Perintah ini menempatkan Sudewo dalam posisi sulit: antara mempertahankan kebijakannya atau patuh pada garis komando partai.
Dua Jalan Buntu: Pemakzulan Formal vs. Sikap Keras Kepala Sudewo
Di tengah tekanan politik dari Jakarta, dua jalur penyelesaian di Pati tampak menemui jalan terjal. Di satu sisi, DPRD Kabupaten Pati telah memulai proses formal dengan membentuk panitia khusus (pansus) sebagai pintu menuju usulan pemakzulan.
Namun, jalan ini panjang dan berliku. Kepala Pusat Penerangan Kemendagri Benny Irwan menjelaskan mekanisme rumit yang harus dilalui: dari hak interpelasi, hak angket, hingga permintaan fatwa ke Mahkamah Agung (MA) sebelum Mendagri bisa mengeluarkan surat keputusan pemberhentian.
“Keputusan Mahkamah Agung ini final dan mengikat,” jelasnya, mengindikasikan proses ini bisa memakan waktu yang sangat lama.
Di sisi lain, Sudewo sendiri menunjukkan sikap tak bergeming. “Saya kan dipilih rakyat secara konstitusional dan secara demokratis, jadi tidak bisa saya harus berhenti dengan tuntutan seperti itu,” katanya.
Sikap keras kepalanya ini menutup pintu bagi solusi cepat melalui pengunduran diri secara sukarela.
Jalan Ketiga: Bisikan Politik Informal Penentu Nasib?
Dengan kebuntuan antara proses formal yang lambat dan keengganan bupati untuk mundur, sorotan kini beralih pada “jalan ketiga”: intervensi politik informal. Pakar hukum tata negara STHI Jentera, Bivitri Susanti, menilai langkah ini sebagai solusi paling efektif dan cepat untuk meredam krisis.
“Sebenarnya yang bisa dilakukan… pemerintah pusat melalui Presiden entah melalui Menteri Dalam Negeri secara informal berbicara dengan bupati,” ujar Bivitri.
“Apalagi ini bupati dari Gerindra, bisa menggunakan pendekatan kepartaian untuk meminta yang bersangkutan mundur karena dampaknya akan nasional,” urainya.
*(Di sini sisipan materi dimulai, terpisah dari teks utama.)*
PR #2051, opened 2022-03-22
ILogger for ConnectionMultiplexer

NickCraver:
ILogger support - since we support `Action<ConfigurationOptions>` this can be added today e.g. with `o => o.LoggerFactory = myLoggerFactory`:
```cs
var muxer = ConnectionMultiplexer.Connect("localhost", o => o.LoggerFactory = myLoggerFactory);
```
...or we could add sibling overloads to the existing `TextWriter`. I'd love to not create a ^2 matrix every time we do this, though. Starting simpler for that reason. Note: this is on top of #2050 for simplicity, will roll against `main` when merged.

TODOs here:
- [x] General sanity check
- [x] Overloads decision
- [x] Tests of this implementation
- [x] Seeing which additional things need logging, we should make a list and check it here.
- [ ] How do we make these calls the most efficient?
- [ ] Do we eat the overhead for structured logging?


src/StackExchange.Redis/ConfigurationOptions.cs
```diff
@@ -410,6 +413,15 @@ public int KeepAlive
             set => keepAlive = value;
         }
 
+        /// <summary>
+        /// The <see cref="ILogger"/> to use for connection events.
+        /// </summary>
+        public ILogger Logger
+        {
+            get => logger;
```
NickCraver, line 421: Should add to the default options as well

src/StackExchange.Redis/ConfigurationOptions.cs
```diff
@@ -429,6 +432,15 @@ public int KeepAlive
             set => keepAlive = value;
         }
 
+        /// <summary>
+        /// The <see cref="ILogger"/> to use for connection events.
+        /// </summary>
+        public ILogger? Logger
```
mgravell, line 438: add `Logger = Logger,` to `Clone`

src/StackExchange.Redis/ResultProcessor.cs
```diff
@@ -221,7 +221,7 @@ public virtual bool SetResult(PhysicalConnection connection, Message message, in
             {
                 try
                 {
-                    logging.Log?.WriteLine($"Response from {bridge?.Name} / {message.CommandAndKey}: {result}");
+                    logging.Log?.LogInfo($"Response from {bridge?.Name} / {message.CommandAndKey}: {result}");
```
mgravell, line 224: how do we feel about allocations and log-levels? there are the stateful callback APIs that avoid allocs / formats when the log level turns out to be too low, although these take a very different shape, i.e.
```
log.Log(LogLevel.Information, default, (name, id), null, static (state, _) => $"Thing {state.name} of {state.id}");
```

(can be simplified quite a bit by using local extension methods)

if we don't care, that's also fine, as long as deliberate

petrroll: (not sure if possible due to supporting older build SDKs but: https://learn.microsoft.com/en-us/dotnet/core/extensions/logger-message-generator)

petrroll, line 224: Apart from using stateful callback APIs that avoid allocations, providing Logging API with pre-interpolated strings effectively disables structured logging (https://learn.microsoft.com/en-us/dotnet/core/extensions/logging?tabs=command-line#log-message-template or aka.ms/r9 (internal only) and search structured logging). 

There's a push (internally, at least in some orgs) towards structured logging so if it was possible to support that, it'd be doubly awesome :).

petrroll: Ofc, the change 'd need to be made in LogProxy and threaded through all layers.

src/StackExchange.Redis/ConfigurationOptions.cs
NickCraver: Aye, need to add to DefaultOptions too, I think - was confirming with @philon-msft on design but I think 👍 to both it is

src/StackExchange.Redis/ResultProcessor.cs
NickCraver: There are a few ways to make this faster on allocations - totally cool with any of them my thinking is:
1. It should be analyzer enforced if possible
2. It should work everywhere possible.

There exists today the signatures like [LogInformation(ILogger, String, Object[])](https://learn.microsoft.com/en-us/dotnet/api/microsoft.extensions.logging.loggerextensions.loginformation?view=dotnet-plat-ext-6.0#microsoft-extensions-logging-loggerextensions-loginformation(microsoft-extensions-logging-ilogger-system-string-system-object())) and friends, but if we're formatting that message at all it's the same performance _plus_ the object array in the end to get structured logging.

Pendekatan ini melampaui prosedur legal-formal dan masuk ke ranah kalkulasi politik. Bagi Prabowo dan Gerindra, membiarkan isu ini berlarut-larut berisiko merusak citra partai dan mengesankan ketidakmampuan pemimpin dalam mengelola kadernya.
Sebuah “permintaan” langsung dari ketua umum partai kepada Sudewo untuk mundur demi kepentingan yang lebih besar bisa menjadi jalan keluar yang paling mungkin untuk mengakhiri drama politik di Pati, sebelum eskalasinya benar-benar menjadi isu nasional. Nasib Sudewo kini berada di persimpangan antara aturan hukum dan kehendak politik.